The curious case of the sovereign citizens movement

Butch-sundance-gangJoan Cocks at Lapham's Quarterly:

The Italian Marxist Antonio Gramsci, jailed by Benito Mussolini in a period with fascist features not unfamiliar to us now, directed much of his attention before and after he was imprisoned to the mentality of the rural masses, or what he called “the simple people.” While alert to the cultural sway of professional intellectuals who made a living producing and propagating well-honed ideas, Gramsci insisted that the simple people were not mere living labor machines but were intellectuals, too, with concepts, values, and understandings of the world that added up to a “spontaneous philosophy of the multitude.”

Especially in times of upheaval, such as Italy’s transition from an agricultural system run by rural landowners and the Catholic Church to a capitalist industrial economy, this spontaneous philosophy was neither unitary nor consistent.
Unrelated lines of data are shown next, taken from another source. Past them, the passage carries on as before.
PR #1357, opened 2020-10-14
Add proper events to ??? in Garlaige Citadel for THF AF feet

MarianArlt:
**_I affirm:_**

For THF AF feet quest "Hitting the Marquisate" in Garlaige Citadel:

When clicking a ??? and it's the right one in order, the player should receive the proper event which asks him/her whether or not to use the Bomb Incense key item. After choosing yes that ??? should become unusable for this purpose and the player can search for the next one. This way the player gets a proper clue on which ??? is the next.

Also the bomb NM should spawn with a certain delay or else it will most probably instantly self-destruct (since the only way to avoid this is to know this mechanic and run instantly after the CS into the correct corner), in which case the player won't get the necessary item dropped. Guides, and even the event's dialogue suggest this behavior.


MarianArlt:
So luckily I found [a video from 2016](https://www.youtube.com/watch?v=X3Ou2nm5qCI) specific to this quest. There were even more messages missing. I added those, for which there were no JSON dumps and manually searching through the scenes in game didn't yield anything, so I used `messageSpecial`. The spawn seems to be around 5 seconds after the cutscene. I think that's a fair value.

- [x] Tested working locally

Doesn't build with various connection errors to OpenSuse..., is that from my end?

zach2good (approved):
Seems fine to me 👍

PR #1358, opened 2020-10-14
Fix: legacy of the lost

bope12:
Currently the legacy of the lost bcnm can be entered with anyone who is currently on the mission and anyone who is in the party will be skipped ahead to the next mission on a win. This at least puts a check on battlefield win for the credit, but does not address people being able to join on a lesser mission.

It took a variety of forms in different segments of the population and in different regions of an unevenly developing country. Even in the brain of a single individual, spontaneous philosophy was typically haphazard and incoherent. Some popular ideas were imposed from without, reflecting an elite worldview that had permeated the general atmosphere via the mediation of professional intellectuals—although, with a ruling elite on the wane, these ideas were on their way to being ossified and antiquated.